PR #1000, opened 2020-06-09
fix: typeorm example fixes

darkbasic:
Make typeorm server working out of the box

### DIFF
--- a/examples/graphql-server-typeorm-postgres/.env
+++ b/examples/graphql-server-typeorm-postgres/.env
@@ -1,2 +1,2 @@
 DATABASE_URL=postgres://postgres@localhost:5432/postgres
-ACCOUNTS_SECRET=Change_me_please
+ACCOUNTS_SECRET=very-secret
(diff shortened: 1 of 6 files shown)


agustif:
I was thinking about dropping docker for the postgres db, and leave itto the user, could bee a nicee addo-on and be documented, but at least not have it by default on with start-servicees

darkbasic:
@agustif I completely agree and I've just made it optional

agustif:
@darkbasic Would you mind adding some details about both options and how to run them to the docs about postgres/typeorm?

darkbasic:
@agustif I will give it a try but if I recall correctly documentation doesn't build anymore in current git master

pradel:
@darkbasic the documentation should work on master, do you remember what was the issue you faced? 🤔 

For this example documentation, it should probably just be added in the README no?

darkbasic:
@pradel the readme was already correct in that regard because it assumed that docker wasn't mandatory (which wasn't true): I simply made that assumption stand.

Anyway I rephrased it to better explain the alternatives.

Regarding the docs, I've retried to build them and it seems to work now, so no clue what could have been the problem before.

pradel:
@darkbasic ok thanks! Can you please resolve the conflicts so I can merge? :)

darkbasic:
@pradel I've rebased it. should merge fine now

PR #1003, opened 2020-06-16
feat: add MikroOrm database adapter

darkbasic:
This will soon be updated to the upcoming MikroORM v4, but in the meantime it will allow me to integrate it into existing projects and improve the design. Right now it only supports PostgreSQL like the TypeORM one, but I see no issues adding support for other databases once v4 gets released.


darkbasic:
I've completely reworked the database adapter in order to easily make it extendable without having to re-implement Entities or rewrite any logic: it's just a matter of extending the base classes.
To achieve so the metadata is now stored in EntitySchemas and each of them is attached to a regular class (with no decorators because it doesn't have to store the metadata). Since the schema is generated by factories you can easily provide any custom class to extend the existing ones and everything will be handled gracefully. The example has been updated to show how to extend both User and Email, while retaining the existing Session and Service Entities.

At this point I could use some help to find out what's the easiest way to provide additional parameters to the DatabaseInterface methods. For example I extended User to hold additional props like name and surname, but I still need to provide those to createUser in order to store them when the account gets created.

darkbasic:
I wasn't fully satisfied with the previous implementation so I did yet another refactor: now the entity classes are decoupled from their interfaces and this allows me to use factories to generate their constructors. Since `User` embeds all the logic to create new `Email` and `Service` instances directly within its constructor, this allows me to hardcode the custom Email and Service constructors instead of having to provide them through args every time. The User factory also accepts two additional functions which will extract any additional parameters which may be required to create the aforementioned Email and Service instances.

At this point I'm happy enough to start integrating it with my existing application, but I still need to figure out how to provide additional parameters to the DatabaseInterface methods. I extended the `CreateUserInput` type (https://github.com/darkbasic/accounts/blob/mikro-orm/examples/graphql-server-mikro-orm-postgres/src/index.ts#L37) to provide the additional parameters and so far so good. The problem is that those parameters aren't passed to the `createUser` method (https://github.com/darkbasic/accounts/blob/mikro-orm/packages/database-mikro-orm/src/mikro-orm.ts#L108) of my custom implementation of `DatabaseInterface`. This is the same exact approach used by the TypeORM database adapter, so at this point I can only guess that it should be broken as well. What's the correct way to address this?

darkbasic:
The typeorm adapter was indeed broken in this regard: looking at the code it seems you need to pass a custom validateNewUser function in order for the additional field to not be filtered out.

pradel:
@darkbasic I am not familiar to MikroORM so I can't really review the code, but a couple of comments regarding the pr itself:
- would be great to have some documentation showing how to use it on the website.
- "Right now it only supports PostgreSQL", from the MikroORM docs I understand that even with v3 it should be possible to make it work with other databases. Would be really cool to have it working directly, do you think that would be possible?

Thanks for the work on this adapter :D

darkbasic:
> would be great to have some documentation showing how to use it on the website

Sure, I'll do it once it will be ready to get merged.

> "Right now it only supports PostgreSQL", from the MikroORM docs I understand that even with v3 it should be possible to make it work with other databases. Would be really cool to have it working directly, do you think that would be possible?

Should be possible, but I'm still not sure if I want the v3 version to be merged, because v4 is just around the corner and I plan to upgrade all my production apps as soon as it gets released. I think it will depend on the v4 timing compared to how much time it will require to finish this PR.

Right now I've just finished integrating it with one of my apps and while doing so I've decided that I wanted to rework the API to allow extending entities while retaining the original name. I also made several other changes and I'm not happy with it and how it integrates into existing projects: despite ORMs not usually being firendly in that regard it's just a matter of switching the graphql-module used for authentication.

@pradel Unfortunately now the priority is to tackle the biggest design flaw, one which I knew of since the beginning but purposely left as last: Mikro-ORM's Identity Map pattern (https://mikro-orm.io/docs/identity-map/).
Right now I'm using a shared `EntityManager` instance across all connections (https://github.com/darkbasic/accounts/blob/mikro-orm/packages/database-mikro-orm/src/mikro-orm.ts#L47), but that's wrong because of the Identity Map. Instead I need to fork it on each network request (or websocket message, depending on the transport). Considering the Accounts.js API is somehow transport agnostic, how would you suggest to do so?
Ideally, since I already have a graphl-modules provider forking it on each network request, it would be even better to find a way to reuse it so the identiy map is shared with the rest of the application on each network request:
```ts
providers: ({config: {orm}}) => [{
  provide: EntityManager,
  scope: ProviderScope.Session,
  useFactory: () => orm.em.fork(),
}],
```
```ts
export class SomeProvider {
  constructor(private em: EntityManager) {
```

darkbasic:
Maybe we could make `DatabaseInterface` (https://github.com/accounts-js/accounts/blob/master/packages/server/src/accounts-server.ts#L59) an `Injectable` and let the implementation decide which `ProviderScope` should be used? Basically anything else can still be a singleton (`ProviderScope.Application`) but it will allow db adapters like Mikro-ORM to use a session scope instead (I think Graphl-Modules doesn't support a per ws message scope, that should be implemented of course).
Inside my `DatabaseInterface` implementation I could use hooks to fork the em or simply depend on another provider for EntityManager in order to share it across the whole application.
This kind of change will affect the whole framework so this is something we need to discuss before I start looking into it.

pradel:
@darkbasic I am not sure I understood everything from your last message sorry :D 
Do you have an example I can look into?

darkbasic:
@pradel here it is: https://github.com/accounts-js/accounts/pull/1014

◇ ◇ ◇ ◇ ◇

● TASK OBJECTIVE
Out of the entries above, write out only the lines between the line holding "Make typeorm server working out of the box" and the line holding "I've completely reworked", inclusive, each exactly as given.

● ANSWER BOX
Make typeorm server working out of the box

### DIFF
--- a/examples/graphql-server-typeorm-postgres/.env
+++ b/examples/graphql-server-typeorm-postgres/.env
@@ -1,2 +1,2 @@
 DATABASE_URL=postgres://postgres@localhost:5432/postgres
-ACCOUNTS_SECRET=Change_me_please
+ACCOUNTS_SECRET=very-secret
(diff shortened: 1 of 6 files shown)


agustif:
I was thinking about dropping docker for the postgres db, and leave itto the user, could bee a nicee addo-on and be documented, but at least not have it by default on with start-servicees

darkbasic:
@agustif I completely agree and I've just made it optional

agustif:
@darkbasic Would you mind adding some details about both options and how to run them to the docs about postgres/typeorm?

darkbasic:
@agustif I will give it a try but if I recall correctly documentation doesn't build anymore in current git master

pradel:
@darkbasic the documentation should work on master, do you remember what was the issue you faced? 🤔 

For this example documentation, it should probably just be added in the README no?

darkbasic:
@pradel the readme was already correct in that regard because it assumed that docker wasn't mandatory (which wasn't true): I simply made that assumption stand.

Anyway I rephrased it to better explain the alternatives.

Regarding the docs, I've retried to build them and it seems to work now, so no clue what could have been the problem before.

pradel:
@darkbasic ok thanks! Can you please resolve the conflicts so I can merge? :)

darkbasic:
@pradel I've rebased it. should merge fine now

PR #1003, opened 2020-06-16
feat: add MikroOrm database adapter

darkbasic:
This will soon be updated to the upcoming MikroORM v4, but in the meantime it will allow me to integrate it into existing projects and improve the design. Right now it only supports PostgreSQL like the TypeORM one, but I see no issues adding support for other databases once v4 gets released.


darkbasic:
I've completely reworked the database adapter in order to easily make it extendable without having to re-implement Entities or rewrite any logic: it's just a matter of extending the base classes.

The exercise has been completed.